** Opening Data extracts block **

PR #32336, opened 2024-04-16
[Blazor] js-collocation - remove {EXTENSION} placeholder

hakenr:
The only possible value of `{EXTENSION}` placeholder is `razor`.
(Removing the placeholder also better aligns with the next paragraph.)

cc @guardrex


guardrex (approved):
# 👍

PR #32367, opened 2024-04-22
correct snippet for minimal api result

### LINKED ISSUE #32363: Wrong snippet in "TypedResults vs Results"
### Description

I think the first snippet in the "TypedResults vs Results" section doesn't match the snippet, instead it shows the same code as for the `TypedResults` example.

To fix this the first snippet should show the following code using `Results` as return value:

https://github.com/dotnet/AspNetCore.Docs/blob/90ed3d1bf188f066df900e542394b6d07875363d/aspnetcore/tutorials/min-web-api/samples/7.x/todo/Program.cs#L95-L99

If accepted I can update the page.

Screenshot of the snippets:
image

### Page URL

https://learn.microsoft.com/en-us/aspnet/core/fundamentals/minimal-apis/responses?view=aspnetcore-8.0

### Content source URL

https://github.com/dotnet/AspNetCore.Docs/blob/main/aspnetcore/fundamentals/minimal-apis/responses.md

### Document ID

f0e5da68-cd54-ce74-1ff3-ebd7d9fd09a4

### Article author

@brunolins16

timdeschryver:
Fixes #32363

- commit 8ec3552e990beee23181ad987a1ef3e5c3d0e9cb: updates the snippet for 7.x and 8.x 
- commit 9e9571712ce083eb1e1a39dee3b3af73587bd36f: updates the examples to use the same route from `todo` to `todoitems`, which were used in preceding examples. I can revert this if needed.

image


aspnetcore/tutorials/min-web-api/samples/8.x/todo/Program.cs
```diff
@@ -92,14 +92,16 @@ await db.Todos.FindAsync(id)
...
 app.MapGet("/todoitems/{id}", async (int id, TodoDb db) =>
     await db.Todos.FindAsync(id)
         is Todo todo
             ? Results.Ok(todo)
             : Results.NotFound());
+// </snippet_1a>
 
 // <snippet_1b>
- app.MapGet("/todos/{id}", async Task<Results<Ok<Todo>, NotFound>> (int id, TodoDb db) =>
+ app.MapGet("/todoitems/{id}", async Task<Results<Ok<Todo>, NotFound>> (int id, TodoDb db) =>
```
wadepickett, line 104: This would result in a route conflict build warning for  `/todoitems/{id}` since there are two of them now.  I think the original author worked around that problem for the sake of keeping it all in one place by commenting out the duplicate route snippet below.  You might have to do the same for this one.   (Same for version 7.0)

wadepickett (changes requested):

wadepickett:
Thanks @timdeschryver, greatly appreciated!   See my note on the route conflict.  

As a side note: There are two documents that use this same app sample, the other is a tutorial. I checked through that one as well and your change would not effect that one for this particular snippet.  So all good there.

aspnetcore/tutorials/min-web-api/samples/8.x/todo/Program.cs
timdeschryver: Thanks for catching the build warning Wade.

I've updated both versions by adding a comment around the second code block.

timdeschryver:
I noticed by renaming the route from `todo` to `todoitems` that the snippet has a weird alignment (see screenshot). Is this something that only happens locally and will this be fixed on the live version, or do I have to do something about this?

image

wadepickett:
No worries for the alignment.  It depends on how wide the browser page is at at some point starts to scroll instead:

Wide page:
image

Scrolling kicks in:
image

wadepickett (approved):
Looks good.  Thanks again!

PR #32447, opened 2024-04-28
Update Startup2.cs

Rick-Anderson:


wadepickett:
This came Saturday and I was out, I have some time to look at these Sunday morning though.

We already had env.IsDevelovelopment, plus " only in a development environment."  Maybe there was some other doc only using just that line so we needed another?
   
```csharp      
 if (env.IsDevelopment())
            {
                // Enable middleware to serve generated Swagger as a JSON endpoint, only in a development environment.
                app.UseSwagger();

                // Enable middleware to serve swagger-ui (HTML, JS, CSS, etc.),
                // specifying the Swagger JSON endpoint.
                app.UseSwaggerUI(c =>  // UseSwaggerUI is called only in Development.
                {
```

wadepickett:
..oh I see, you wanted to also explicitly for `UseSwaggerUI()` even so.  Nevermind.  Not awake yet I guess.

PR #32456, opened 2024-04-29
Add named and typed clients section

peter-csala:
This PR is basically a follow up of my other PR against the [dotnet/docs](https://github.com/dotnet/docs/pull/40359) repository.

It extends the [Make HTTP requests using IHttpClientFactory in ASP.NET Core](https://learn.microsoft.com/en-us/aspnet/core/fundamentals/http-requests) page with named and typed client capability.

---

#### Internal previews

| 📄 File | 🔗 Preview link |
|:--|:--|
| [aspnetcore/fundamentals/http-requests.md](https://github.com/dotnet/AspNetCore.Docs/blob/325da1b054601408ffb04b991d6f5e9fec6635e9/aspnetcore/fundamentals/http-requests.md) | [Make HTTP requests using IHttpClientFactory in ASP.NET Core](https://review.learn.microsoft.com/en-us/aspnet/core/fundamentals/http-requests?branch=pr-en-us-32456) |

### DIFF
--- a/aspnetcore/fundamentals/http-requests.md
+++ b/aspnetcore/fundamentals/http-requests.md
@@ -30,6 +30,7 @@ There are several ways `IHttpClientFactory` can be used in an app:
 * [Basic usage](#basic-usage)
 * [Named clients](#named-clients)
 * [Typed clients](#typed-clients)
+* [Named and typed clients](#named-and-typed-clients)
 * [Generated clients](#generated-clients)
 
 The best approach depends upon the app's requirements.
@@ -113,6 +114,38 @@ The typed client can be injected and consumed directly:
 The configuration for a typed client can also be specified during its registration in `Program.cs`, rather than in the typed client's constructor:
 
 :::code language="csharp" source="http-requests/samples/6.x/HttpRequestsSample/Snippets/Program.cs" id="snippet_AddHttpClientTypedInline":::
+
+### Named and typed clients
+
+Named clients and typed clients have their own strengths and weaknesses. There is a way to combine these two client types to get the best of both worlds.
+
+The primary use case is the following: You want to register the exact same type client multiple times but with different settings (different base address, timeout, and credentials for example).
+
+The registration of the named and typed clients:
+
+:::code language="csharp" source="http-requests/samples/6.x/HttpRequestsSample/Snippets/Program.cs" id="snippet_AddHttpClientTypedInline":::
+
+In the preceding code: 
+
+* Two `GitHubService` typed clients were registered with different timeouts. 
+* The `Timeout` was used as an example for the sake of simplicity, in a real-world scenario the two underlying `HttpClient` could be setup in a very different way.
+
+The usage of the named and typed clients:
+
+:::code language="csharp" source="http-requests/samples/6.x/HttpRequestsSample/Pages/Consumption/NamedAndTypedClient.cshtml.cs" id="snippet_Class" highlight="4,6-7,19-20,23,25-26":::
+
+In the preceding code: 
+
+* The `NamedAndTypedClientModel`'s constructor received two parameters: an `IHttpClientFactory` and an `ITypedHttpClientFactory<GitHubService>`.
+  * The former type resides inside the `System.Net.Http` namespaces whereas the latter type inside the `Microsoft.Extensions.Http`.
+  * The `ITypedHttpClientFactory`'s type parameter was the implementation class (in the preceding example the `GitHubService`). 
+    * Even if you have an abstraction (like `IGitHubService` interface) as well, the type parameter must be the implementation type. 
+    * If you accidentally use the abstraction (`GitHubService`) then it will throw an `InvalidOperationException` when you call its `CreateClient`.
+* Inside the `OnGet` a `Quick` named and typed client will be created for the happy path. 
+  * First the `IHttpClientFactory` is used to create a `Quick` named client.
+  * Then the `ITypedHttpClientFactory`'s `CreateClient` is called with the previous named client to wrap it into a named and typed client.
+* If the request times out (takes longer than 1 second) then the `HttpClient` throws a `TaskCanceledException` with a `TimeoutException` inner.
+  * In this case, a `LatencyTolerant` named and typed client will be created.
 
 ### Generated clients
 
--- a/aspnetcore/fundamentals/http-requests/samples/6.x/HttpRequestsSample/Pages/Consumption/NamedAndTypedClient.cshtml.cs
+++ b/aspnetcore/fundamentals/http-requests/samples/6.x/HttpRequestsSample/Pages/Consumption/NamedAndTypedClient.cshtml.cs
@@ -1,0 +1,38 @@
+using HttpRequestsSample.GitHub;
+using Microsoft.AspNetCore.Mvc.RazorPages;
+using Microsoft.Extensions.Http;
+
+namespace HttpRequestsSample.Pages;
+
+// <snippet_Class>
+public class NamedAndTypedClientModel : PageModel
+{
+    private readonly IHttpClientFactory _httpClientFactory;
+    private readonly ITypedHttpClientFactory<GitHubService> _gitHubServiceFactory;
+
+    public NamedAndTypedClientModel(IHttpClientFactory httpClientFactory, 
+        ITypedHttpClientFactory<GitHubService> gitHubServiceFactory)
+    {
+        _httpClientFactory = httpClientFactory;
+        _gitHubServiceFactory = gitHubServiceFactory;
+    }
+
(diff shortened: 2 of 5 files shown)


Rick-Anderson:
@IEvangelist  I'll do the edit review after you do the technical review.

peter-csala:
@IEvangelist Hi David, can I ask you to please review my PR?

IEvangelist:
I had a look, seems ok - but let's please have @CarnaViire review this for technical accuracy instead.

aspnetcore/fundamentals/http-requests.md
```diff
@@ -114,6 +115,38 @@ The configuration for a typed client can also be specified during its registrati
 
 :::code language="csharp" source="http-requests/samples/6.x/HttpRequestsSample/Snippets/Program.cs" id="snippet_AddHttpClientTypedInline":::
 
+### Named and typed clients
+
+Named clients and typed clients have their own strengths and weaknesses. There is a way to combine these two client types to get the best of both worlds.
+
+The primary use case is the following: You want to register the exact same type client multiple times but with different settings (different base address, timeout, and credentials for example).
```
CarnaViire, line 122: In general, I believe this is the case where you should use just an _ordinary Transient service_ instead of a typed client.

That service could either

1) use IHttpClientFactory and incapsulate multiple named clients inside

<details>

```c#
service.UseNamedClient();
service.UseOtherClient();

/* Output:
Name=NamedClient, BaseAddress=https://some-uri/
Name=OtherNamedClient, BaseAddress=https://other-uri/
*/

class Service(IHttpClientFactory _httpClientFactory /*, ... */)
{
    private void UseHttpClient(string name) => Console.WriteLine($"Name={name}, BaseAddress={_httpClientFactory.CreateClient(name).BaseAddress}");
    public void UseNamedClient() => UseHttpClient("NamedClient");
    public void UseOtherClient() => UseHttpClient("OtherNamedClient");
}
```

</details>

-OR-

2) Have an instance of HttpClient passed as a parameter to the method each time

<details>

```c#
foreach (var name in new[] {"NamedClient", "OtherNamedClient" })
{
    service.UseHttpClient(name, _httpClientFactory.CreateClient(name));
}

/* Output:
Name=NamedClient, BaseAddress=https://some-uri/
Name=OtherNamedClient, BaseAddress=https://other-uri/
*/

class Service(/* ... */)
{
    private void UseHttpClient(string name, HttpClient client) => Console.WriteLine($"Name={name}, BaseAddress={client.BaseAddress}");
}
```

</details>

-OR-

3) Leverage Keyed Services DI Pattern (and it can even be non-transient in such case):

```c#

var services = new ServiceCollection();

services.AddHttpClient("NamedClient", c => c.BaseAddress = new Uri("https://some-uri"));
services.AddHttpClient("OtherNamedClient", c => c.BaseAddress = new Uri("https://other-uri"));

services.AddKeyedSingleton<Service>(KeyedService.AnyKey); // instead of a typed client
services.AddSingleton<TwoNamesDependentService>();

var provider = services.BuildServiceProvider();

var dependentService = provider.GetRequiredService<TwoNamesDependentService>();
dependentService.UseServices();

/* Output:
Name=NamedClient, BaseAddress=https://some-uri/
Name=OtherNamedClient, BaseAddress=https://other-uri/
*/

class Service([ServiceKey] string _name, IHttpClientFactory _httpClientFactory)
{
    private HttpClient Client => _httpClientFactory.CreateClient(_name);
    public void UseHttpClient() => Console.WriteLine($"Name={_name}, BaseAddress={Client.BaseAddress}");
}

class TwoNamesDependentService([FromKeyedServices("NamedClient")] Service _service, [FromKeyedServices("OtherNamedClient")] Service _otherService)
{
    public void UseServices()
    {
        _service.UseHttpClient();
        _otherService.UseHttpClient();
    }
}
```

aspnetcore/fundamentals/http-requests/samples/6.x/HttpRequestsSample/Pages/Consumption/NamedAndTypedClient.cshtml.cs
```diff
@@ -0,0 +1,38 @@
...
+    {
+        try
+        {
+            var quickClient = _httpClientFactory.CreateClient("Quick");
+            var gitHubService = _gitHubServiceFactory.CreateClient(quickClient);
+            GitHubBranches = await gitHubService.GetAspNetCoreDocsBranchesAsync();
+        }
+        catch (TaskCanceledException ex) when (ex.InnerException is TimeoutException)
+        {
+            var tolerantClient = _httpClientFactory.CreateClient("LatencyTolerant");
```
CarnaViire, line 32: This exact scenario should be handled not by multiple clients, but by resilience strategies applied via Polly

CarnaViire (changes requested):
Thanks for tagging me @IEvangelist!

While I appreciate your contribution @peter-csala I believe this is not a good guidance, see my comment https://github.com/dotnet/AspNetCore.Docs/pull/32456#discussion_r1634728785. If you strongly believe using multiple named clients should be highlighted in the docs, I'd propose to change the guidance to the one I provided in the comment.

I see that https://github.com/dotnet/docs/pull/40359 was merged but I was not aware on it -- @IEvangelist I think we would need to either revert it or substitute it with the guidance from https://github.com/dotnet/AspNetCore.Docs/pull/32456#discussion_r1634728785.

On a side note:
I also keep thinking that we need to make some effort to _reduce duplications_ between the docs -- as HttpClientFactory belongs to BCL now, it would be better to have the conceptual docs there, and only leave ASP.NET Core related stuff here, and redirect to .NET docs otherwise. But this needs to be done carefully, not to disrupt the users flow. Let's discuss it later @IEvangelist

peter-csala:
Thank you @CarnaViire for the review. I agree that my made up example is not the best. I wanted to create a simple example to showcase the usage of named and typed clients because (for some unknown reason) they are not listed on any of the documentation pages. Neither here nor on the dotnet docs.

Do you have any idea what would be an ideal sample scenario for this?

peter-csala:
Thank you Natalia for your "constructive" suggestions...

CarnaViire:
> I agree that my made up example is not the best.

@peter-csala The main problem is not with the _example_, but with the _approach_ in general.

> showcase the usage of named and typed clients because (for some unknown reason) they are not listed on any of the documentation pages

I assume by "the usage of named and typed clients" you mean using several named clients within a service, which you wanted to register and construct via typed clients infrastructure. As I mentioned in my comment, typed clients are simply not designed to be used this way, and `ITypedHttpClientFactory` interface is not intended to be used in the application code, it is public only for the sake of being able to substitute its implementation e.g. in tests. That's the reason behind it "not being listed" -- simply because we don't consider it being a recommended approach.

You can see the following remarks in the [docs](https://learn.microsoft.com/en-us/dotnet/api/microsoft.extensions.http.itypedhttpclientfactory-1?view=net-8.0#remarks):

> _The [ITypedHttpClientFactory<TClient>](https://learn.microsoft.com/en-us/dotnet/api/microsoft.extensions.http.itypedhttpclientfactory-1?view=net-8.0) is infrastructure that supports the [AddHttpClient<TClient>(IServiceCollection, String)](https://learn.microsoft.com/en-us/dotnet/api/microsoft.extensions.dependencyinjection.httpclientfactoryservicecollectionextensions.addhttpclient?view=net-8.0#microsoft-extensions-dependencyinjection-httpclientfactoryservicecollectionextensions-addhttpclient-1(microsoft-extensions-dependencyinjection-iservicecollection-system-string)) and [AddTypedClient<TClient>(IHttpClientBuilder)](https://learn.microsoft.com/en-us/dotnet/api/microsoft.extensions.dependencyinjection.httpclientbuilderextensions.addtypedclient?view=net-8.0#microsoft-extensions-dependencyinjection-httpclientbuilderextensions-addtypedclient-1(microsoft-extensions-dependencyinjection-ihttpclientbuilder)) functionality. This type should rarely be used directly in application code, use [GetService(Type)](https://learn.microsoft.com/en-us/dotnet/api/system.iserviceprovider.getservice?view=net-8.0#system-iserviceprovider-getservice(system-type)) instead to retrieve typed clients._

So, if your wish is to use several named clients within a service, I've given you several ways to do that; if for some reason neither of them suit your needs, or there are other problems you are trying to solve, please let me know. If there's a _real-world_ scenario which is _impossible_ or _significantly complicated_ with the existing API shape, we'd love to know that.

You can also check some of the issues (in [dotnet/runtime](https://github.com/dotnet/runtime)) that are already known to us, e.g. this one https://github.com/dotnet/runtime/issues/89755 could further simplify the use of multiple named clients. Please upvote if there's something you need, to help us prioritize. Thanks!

** Closing Data extracts block **

| Exercise |
Copy exactly the lines that run from the first line of the data to the line containing "To fix this", please, with both ends included and nothing else.

| Your response |
PR #32336, opened 2024-04-16
[Blazor] js-collocation - remove {EXTENSION} placeholder

hakenr:
The only possible value of `{EXTENSION}` placeholder is `razor`.
(Removing the placeholder also better aligns with the next paragraph.)

cc @guardrex


guardrex (approved):
# 👍

PR #32367, opened 2024-04-22
correct snippet for minimal api result

### LINKED ISSUE #32363: Wrong snippet in "TypedResults vs Results"
### Description

I think the first snippet in the "TypedResults vs Results" section doesn't match the snippet, instead it shows the same code as for the `TypedResults` example.

To fix this the first snippet should show the following code using `Results` as return value:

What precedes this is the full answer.